Your objective
Reproduce the tail of the data exactly. It starts at the line containing "This has the advantage that" and runs to the last line.
[Data extract Boundary: Start]
PR #1159, opened 2023-05-15
[test] Enable JUnit 5 Automatic Extension Detection

reswqa:
### Purpose

We can use Junit5's `SPI` mechanism to automatically introduce `TestLoggerExtension`.

### Tests

*Manually verified.*

### API and Format

*No change.*

### Documentation

*No need.*

### DIFF
--- a/paimon-benchmark/paimon-micro-benchmarks/pom.xml
+++ b/paimon-benchmark/paimon-micro-benchmarks/pom.xml
@@ -131,6 +131,15 @@ under the License.
             <artifactId>paimon-bundle</artifactId>
             <version>${project.version}</version>
         </dependency>
+
+        <!-- Test -->
+
+        <dependency>
+            <groupId>org.apache.paimon</groupId>
+            <artifactId>paimon-test-utils</artifactId>
+            <version>${project.version}</version>
+            <scope>test</scope>
+        </dependency>
     </dependencies>
 
     <profiles>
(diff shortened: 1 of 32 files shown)


reswqa:
Hi @yuzelin, would you mind taking a look at this? Thanks!

JingsongLi (commented):
I am not a expert of junit5... Why to modify the version of maven-surefire-plugin?

reswqa:
Thanks for the reply! 

> Why to modify the version of maven-surefire-plugin?
As mentioned in the first commit message: maven surefire version `3.x` provides better support regarding the `JUnit Platform`. Otherwise, Junt5 related configurations such as `<junit.jupiter.extensions.autodetection.enabled>` will not take effect. BTW, flink has also updated its version to `3.x` for this reason.

JingsongLi:
> Thanks for the reply @JingsongLi !
> 
> > Why to modify the version of maven-surefire-plugin?
> 
> As mentioned in the first commit message: maven surefire version `3.x` provides better support regarding the `JUnit Platform`. Otherwise, Junt5 related configurations such as `<junit.jupiter.extensions.autodetection.enabled>` will not take effect. BTW, flink has also updated its version to `3.x` for this reason.

Thanks for the explanation, can you also mention the PR in Flink?

reswqa:
https://junit.org/junit5/docs/current/user-guide/#running-tests-build-maven

reswqa:
Junit5's [doc](https://junit.org/junit5/docs/current/user-guide/#running-tests-build-maven) recommended to use version `3.0.0-M4` or later to avoid interoperability issues. I have also tested `2.22.1(The version we are currently using)`, which supports running junit5 tests but does not support `junit.jupiter.extensions.autodetection.enabled`.

> BTW, flink has also updated its version to 3.x for this reason.

Correction: I made a mistake here, flink updated the version of `maven-surefire-plugin` to resolve `Corrupted STDOUT` issues(FLINK-24983), not to support `Junit5`.

> can you also link the PR in Flink?
But it also enables JUnit 5 automatic extension detection(FLINK-26218). to avoid mark too many test classes with `TestLoggerExtension`.

JingsongLi (approved):
Thanks @reswqa ! Looks good to me!

PR #1160, opened 2023-05-16
[flink] Default enable scan.infer-parallelism

JingsongLi:
### Purpose

Considering that splits have already been scanned during the statistical information inference process, we can default to enabling parallelism inference.

Additionally, we do not need to pass the splits to the runtime, as there may be a risk of OOM when there are many splits.

### DIFF
--- a/docs/layouts/shortcodes/generated/flink_connector_configuration.html
+++ b/docs/layouts/shortcodes/generated/flink_connector_configuration.html
@@ -22,7 +22,7 @@
         </tr>
         <tr>
             <td><h5>scan.infer-parallelism</h5></td>
-            <td style="word-wrap: break-word;">false</td>
+            <td style="word-wrap: break-word;">true</td>
             <td>Boolean</td>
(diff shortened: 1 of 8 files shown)


paimon-flink/paimon-flink-common/src/test/java/org/apache/paimon/flink/ReadWriteTableITCase.java
```diff
@@ -1146,7 +1146,12 @@ public void testSourceParallelism() throws Exception {
                 createTable(
                         Arrays.asList("currency STRING", "rate BIGINT"),
                         Collections.emptyList(),
-                        Collections.emptyList());
+                        Collections.emptyList(),
+                        new HashMap<String, String>() {
+                            {
+                                put(INFER_SCAN_PARALLELISM.key(), "false");
+                            }
+                        });
```
yuzelin, line 1154: `Collections.singletonMap`

yuzelin (approved):

PR #1165, opened 2023-05-17
[Improve] Support of tencent clound chdfs schema

hiliuxg:
### Purpose
Cloud HDFS (CHDFS) is a distributed file system of Tencent Cloud that provides standard HDFS access protocols, excellent performance, and hierarchical namespaces. CHDFS mainly solves massive data storage and data analysis in big data scenarios.

It's provides standard HDFS access protocols but file shema is ofs, so this pr offer a ChdfsFileIOLoader to support it.

chdfs product link : https://cloud.tencent.com/document/product/1105

### DIFF
--- a/paimon-common/src/main/java/org/apache/paimon/fs/hadoop/ChdfsFileIOLoader.java
+++ b/paimon-common/src/main/java/org/apache/paimon/fs/hadoop/ChdfsFileIOLoader.java
@@ -22,7 +22,7 @@ import org.apache.paimon.fs.FileIOLoader;
 import org.apache.paimon.fs.Path;
 
 /**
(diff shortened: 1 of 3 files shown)


JingsongLi (commented):
Thanks @hiliuxg for the contribution.
See `FileIO.get`.
At present, if we cannot find the corresponding FileIO, we will use HadoopFileIO. Have you tested it? What are the current issues?

JingsongLi (commented):
Thanks @hiliuxg for the contribution.
See `FileIO.get`.
At present, if we cannot find the corresponding FileIO, we will use HadoopFileIO. Have you tested it? What are the current issues?

PR #1168, opened 2023-05-17
[bug] Enforce snapshot expire will not expire all snapshots

### LINKED ISSUE #1167: [Bug] Snapshot expire may have unexpected behavior when snapshot.num-retained.min = 0
### Search before asking

### Paimon version

0.5-SNAPSHOT

### Compute Engine

Flink

### Minimal reproduce step

Setting snapshot.num-retained.min=0 in table property will cause all snapshots being expired after the maximum retain time of completed snapshots.

snapshot.num-retained.min should be greater than or equal to 1, so that we always has at least 1 snapshot.

### Anything else?

_No response_

qidian99:
### Purpose

This PR closes #1167 
### Tests

No.
### API and Format

No.
### Documentation

No.

### DIFF
--- a/paimon-core/src/main/java/org/apache/paimon/operation/FileStoreExpireImpl.java
+++ b/paimon-core/src/main/java/org/apache/paimon/operation/FileStoreExpireImpl.java
@@ -22,6 +22,7 @@ import org.apache.paimon.Snapshot;
 import org.apache.paimon.annotation.VisibleForTesting;
 import org.apache.paimon.consumer.ConsumerManager;
 import org.apache.paimon.data.BinaryRow;
+import org.apache.paimon.utils.Preconditions;
 import org.apache.paimon.utils.SnapshotManager;
 
 import org.slf4j.Logger;
@@ -66,6 +67,12 @@ public class FileStoreExpireImpl implements FileStoreExpire {
             SnapshotManager snapshotManager,
             SnapshotDeletion snapshotDeletion,
             TagFileKeeper tagFileKeeper) {
+        Preconditions.checkArgument(
+                numRetainedMin >= 1,
+                "The minimum number of completed snapshots to retain should be >= 1.");
+        Preconditions.checkArgument(
+                numRetainedMax > numRetainedMin,
+                "The maximum number of snapshots to retain should be > the minimum number.");
         this.numRetainedMin = numRetainedMin;
         this.numRetainedMax = numRetainedMax;
         this.millisRetained = millisRetained;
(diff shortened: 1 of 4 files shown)


JingsongLi (commented):
See paimon-docs/README to rebuild docs.

paimon-core/src/main/java/org/apache/paimon/operation/FileStoreExpireImpl.java
```diff
@@ -88,6 +89,12 @@ public FileStoreExpireImpl(
             SnapshotManager snapshotManager,
             ManifestFile.Factory manifestFileFactory,
             ManifestList.Factory manifestListFactory) {
+        Preconditions.checkArgument(
+                numRetainedMin >= 1,
+                "The minimum number of completed snapshots to retain should be >= 1.");
+        Preconditions.checkArgument(
+                numRetainedMax > numRetainedMin,
+                "The maximum number of snapshots to retain should be > the minimum number.");
```
yuzelin, line 97: I think the limit should be `numRetainedMax >= numRetainedMin` because we can set `numRetainedMax == numRetainedMin` to control exactly how many snapshots are retained.

qidian99: Yes you are correct. I was confused by the following code in snapshot expiration.

```java
        // find the earliest snapshot to retain
        for (long id = Math.max(latestSnapshotId - numRetainedMax + 1, earliest);
                id <= latestSnapshotId - numRetainedMin;
                id++) {
            if (snapshotManager.snapshotExists(id)
                    && currentMillis - snapshotManager.snapshot(id).timeMillis()
                            <= millisRetained) {
                // within time threshold, can assume that all snapshots after it are also within
                // the threshold
                expireUntil(earliest, id);
                return;
            }
        }
```

This segment tries to locate the first snapshot within a range of snapshots, specifically between the numRetainedMax th and numRetainedMin th latest snapshots. This snapshot needs to be preserved because it doesn't fulfill the time threshold condition for expiration.

I've updated the comment to be more clear.

yuzelin (approved):

JingsongLi:
Test failed due to: 
```
ConfigOptionsDocsCompletenessITCase.testCompleteness:65->compareDocumentedAndExistingOptions:209 Documentation is outdated, please regenerate it according to the instructions in paimon-docs/README.md.
```

qidian99:
> Test failed due to:
> 
> ```
> ConfigOptionsDocsCompletenessITCase.testCompleteness:65->compareDocumentedAndExistingOptions:209 Documentation is outdated, please regenerate it according to the instructions in paimon-docs/README.md.
> ```

@JingsongLi Done generating docs.

JingsongLi:
Can you rebase latest master?

JingsongLi (approved):
+1

Issue #1174, opened 2023-05-19
[doc] explain  the `read.batch-size` option on the impact of memory consumption of  compaction in the Memory section of the write-performance page


wg1026688210:
### Search before asking

- [X] I searched in the [issues](https://github.com/apache/incubator-paimon/issues) and found nothing similar.

### Motivation

If compaction is enabled for writing and each row is very large, reading too many lines of data at once can consume a lot of memory. Reducing the `read.batch-size` option  can alleviate the impact of this issue.
We can introduce `read.batch-size`  in the write-performance page ,so that Users can easily understand the impact of this option during compaction.

### Are you willing to submit a PR?

- [ ] I'm willing to submit a PR!

PR #1175, opened 2023-05-19
Introduce how the read.batch-size option can impact memory consumption when compaction in write-performance page

wg1026688210:
related #1174


JingsongLi (approved):
+1

PR #1183, opened 2023-05-20
[flink] Replace org.apache.flink.util.function.SerializableFunction by paimon's implementation.

reswqa:
### Purpose

Replace `org.apache.flink.util.function.SerializableFunction` by paimon's implementation.

### Tests

Should be covered by existing tests already.

### API and Format

No changes.

### Documentation

No need.


JingsongLi (approved):
+1 Thanks @reswqa

PR #1190, opened 2023-05-22
[license] Add header to test java files

JingsongLi:
### Purpose

Even java files in resources, we need to add header to these files.

From https://lists.apache.org/thread/2fdsps5ggllo56oy61cp0gwb8spov1vf

- These files are missing ASF headers [3][4][5] and other files in that directory, and these directories [6][7][8][9][10] and other directories under [11]. Are they ASF files and how are they licensed?

### DIFF
--- a/pom.xml
+++ b/pom.xml
@@ -407,8 +407,6 @@ under the License.
                         <exclude>release/**</exclude>
                         <!-- antlr grammar files -->
                         <exclude>paimon-common/src/main/antlr4/**</exclude>
-                        <!-- Test files -->
-                        <exclude>paimon-common/src/test/resources/codesplit/**</exclude>
                     </excludes>
                 </configuration>
             </plugin>
--- a/pom.xml
+++ b/pom.xml
@@ -398,7 +398,6 @@ under the License.
                         <exclude>docs/themes/book/**</exclude>
                         <exclude>docs/assets/github.css</exclude>
                         <exclude>docs/static/js/anchor.min.js</exclude>
-                        <exclude>docs/layouts/shortcodes/generated/**</exclude>
                         <exclude>**/*.svg</exclude>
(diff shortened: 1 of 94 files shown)


carp84 (changes requested):
It seems to me that in our [apache-rat plugin configuration](https://github.com/apache/incubator-paimon/blob/master/pom.xml#L411) (in the pom file) we have excluded all codesplit resources, where we are missing license headers and trying to fix in this PR. I suggest we carefully review our apache-rat configuration and do necessary change to make sure no more unexpected exclusions.

Note: files such as `paimon-common/src/test/resources/codesplit/groups` should be excluded indeed, and we need to carefully check and make sure that `mvn verify` has the precise coverage (no more no less).

pom.xml
carp84, line 1: The current changes LGTM, and I have confirmed `mvn verify` could pass.

Could you further make sure whether the below exclusions in the rat check configuration are as expected and already with necessary notice/license declaration?:
1. docs/assets/github.css (L399)
2. docs/static/js/anchor.min.js (L400)
3. docs/layouts/shortcodes/generated/** (L401)

And please make sure the exclusion of font-awesome (L395) is removed in PR#1192 if the dependency is removed there. Thanks.

JingsongLi: >1. docs/assets/github.css (L399)

Add license in https://github.com/apache/incubator-paimon/pull/1192

>2.docs/static/js/anchor.min.js (L400)

Already noticed in NOTICE and LICENSE

>3.docs/layouts/shortcodes/generated/** (L401)

Addressed, I generated in `paimon-doc`.

Very thanks Yu.

carp84 (approved):
The latest changes LGTM, and I've confirmed `mvn verify` could pass locally. Thanks for the efforts @JingsongLi

PR #1247, opened 2023-05-27
[core] Support to make up the sequence number to nanosecond precision

### LINKED ISSUE #1050: [Feature] When records have same sequence number , the latter one is used as the final result.
### Search before asking

### Motivation

When consuming CDC  data, we use sequence.field to avoid disorder. However, since MySQL's execution time is at the level of seconds, there may be issues with the same ID and same execution time.

### Solution

add an auto-incrementing "inner-sequence-number" field in the SystemColumns. When the sequence numbers are the same, can compare the inner-sequence-numbers to determine the order.

### Anything else?

_No response_

schnappi17:
### Purpose

fix #1050 

Taking `System.nanotime()` as the time source with high precision, make up to the provided `sequence.field` to nanosecond if it's in`Timestamp` data type and with the precision of second or millisecond.

### Tests

ChangelogWithKeyFileStoreTableTest#testNanosSequenceNumberOnTimestampSecond
ChangelogWithKeyFileStoreTableTest#testNanosSequenceNumberOnTimestampMilliSecond
ChangelogWithKeyFileStoreTableTest#testNanosSequenceNumberOnTimestampMicroSecond
ChangelogWithKeyFileStoreTableTest#testNanosSequenceNumberOnNonTimestampField

### DIFF
--- a/docs/content/concepts/primary-key-table.md
+++ b/docs/content/concepts/primary-key-table.md
@@ -260,6 +260,8 @@ there will be some cases that lead to data disorder. At this time, you can use a
 {{< hint info >}}
 When the record is updated or deleted, the `sequence.field` must become larger and cannot remain unchanged. For example,
 you can use [Mysql Binlog operation time](https://ververica.github.io/flink-cdc-connectors/master/content/connectors/mysql-cdc.html#available-metadata) as `sequence.field`.
+If the provided `sequence.field` doesn't meet the precision, you can set `sequence.nanos` as `true` so that the precision of sequence number will be made up to nanosecond by system. 
+Note that only fields of data type `Timestamp` with precision of `second` and `millisecond` can be made up by nanoseconds.
 {{< /hint >}}
 
 {{< tabs "sequence.field" >}}
--- a/docs/content/concepts/primary-key-table.md
+++ b/docs/content/concepts/primary-key-table.md
@@ -260,8 +260,8 @@ there will be some cases that lead to data disorder. At this time, you can use a
 {{< hint info >}}
 When the record is updated or deleted, the `sequence.field` must become larger and cannot remain unchanged. For example,
 you can use [Mysql Binlog operation time](https://ververica.github.io/flink-cdc-connectors/master/content/connectors/mysql-cdc.html#available-metadata) as `sequence.field`.
-If the provided `sequence.field` doesn't meet the precision, you can set `sequence.nanos` as `true` so that the precision of sequence number will be made up to nanosecond by system. 
-Note that only fields of data type `Timestamp` with precision of `second` and `millisecond` can be made up by nanoseconds.
+If the provided `sequence.field` doesn't meet the precision, like a rough second or millisecond, you can set `sequence.auto-padding` to `second-to-micro` or `millis-to-micro` so that the precision of sequence number will be made up to microsecond by system. 
+Note that only fields of data type `Timestamp`, `Integer` and `BigInt` which indicates a `second` or `millisecond` can be padded by microseconds.
 {{< /hint >}}
 
 {{< tabs "sequence.field" >}}
--- a/docs/content/concepts/primary-key-table.md
+++ b/docs/content/concepts/primary-key-table.md
@@ -261,7 +261,6 @@ there will be some cases that lead to data disorder. At this time, you can use a
 When the record is updated or deleted, the `sequence.field` must become larger and cannot remain unchanged. For example,
 you can use [Mysql Binlog operation time](https://ververica.github.io/flink-cdc-connectors/master/content/connectors/mysql-cdc.html#available-metadata) as `sequence.field`.
 If the provided `sequence.field` doesn't meet the precision, like a rough second or millisecond, you can set `sequence.auto-padding` to `second-to-micro` or `millis-to-micro` so that the precision of sequence number will be made up to microsecond by system. 
-Note that only fields of data type `Timestamp`, `Integer` and `BigInt` which indicates a `second` or `millisecond` can be padded by microseconds.
 {{< /hint >}}
 
 {{< tabs "sequence.field" >}}
--- a/paimon-core/src/main/java/org/apache/paimon/table/sink/SequenceGenerator.java
+++ b/paimon-core/src/main/java/org/apache/paimon/table/sink/SequenceGenerator.java
@@ -19,6 +19,7 @@
 package org.apache.paimon.table.sink;
 
 import org.apache.paimon.data.InternalRow;
+import org.apache.paimon.data.Timestamp;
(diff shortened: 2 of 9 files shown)


JingsongLi (commented):
Can we just introduce something like:
1. sequence.auto-gen.second-micro: the user provides a long with precision to the second, and we give the complement to the micro.
2. sequence.auto-gen.mills-micro: the user provides a long with precision to the mills, and we give the complement to the micro.

This has the advantage that
1. it can be applied to all types
2. a long value can only be saved up to micro, not to nanos

JingsongLi (commented):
[Data extract Boundary: End]
Solved problem
This has the advantage that
1. it can be applied to all types
2. a long value can only be saved up to micro, not to nanos

JingsongLi (commented):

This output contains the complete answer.